Provided entries: Begin

PR #4182, opened 2015-08-22
(#4168) - fix constructor memory leak

nolanlawson:
I apologize for my previous "fix" (https://github.com/pouchdb/pouchdb/pull/4168),
which just papered over the problem. I found a test that
fails (calling `new PouchDB()` multiple times), and I've implemented
a fix. As a bonus, we no longer have to increase the max listeners
from 10, either in PouchDB itself or in our tests.

### DIFF
--- a/docs/errors.md
+++ b/docs/errors.md
@@ -77,26 +77,22 @@ There is a limit of one database per app in some versions of the Android WebView
 
 If you see this warning:
 
-    (node) warning: possible EventEmitter memory leak detected. 21 listeners added.
+    (node) warning: possible EventEmitter memory leak detected. 11 listeners added.
     Use emitter.setMaxListeners() to increase limit.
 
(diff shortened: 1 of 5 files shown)


docs/errors.md
```diff
@@ -77,27 +77,23 @@ There is a limit of one database per app in some versions of the Android WebView
...
 
 If you're sure it's not a memory leak, though, you can increase the limit by doing:
 
 {% highlight javascript %}
-PouchDB.setMaxListeners(20); // or 30 or 40 or however many you need
-{% endhighlight %}
-
-Sometimes the EventEmitter is the `PouchDB` object itself, though, and in that case you need to do:
-
-{% highlight javascript %}
```
nolanlawson: It's no longer possible for the `PouchDB` constructor to have too many listeners, because we only ever add one. However, `db` objects can still exceed the limit.

nickcolley:
Great catch!

daleharvey:
Yup very nice, cheers - https://github.com/pouchdb/pouchdb/commit/f1a7cbfe5b4070f693f777eb038396fd1ef2238c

Provided entries: End

• [Task requirements]: With "There" as the string to match, show every line of the entries above that has it.

• [The completed task]:
@@ -77,26 +77,22 @@ There is a limit of one database per app in some versions of the Android WebView
@@ -77,27 +77,23 @@ There is a limit of one database per app in some versions of the Android WebView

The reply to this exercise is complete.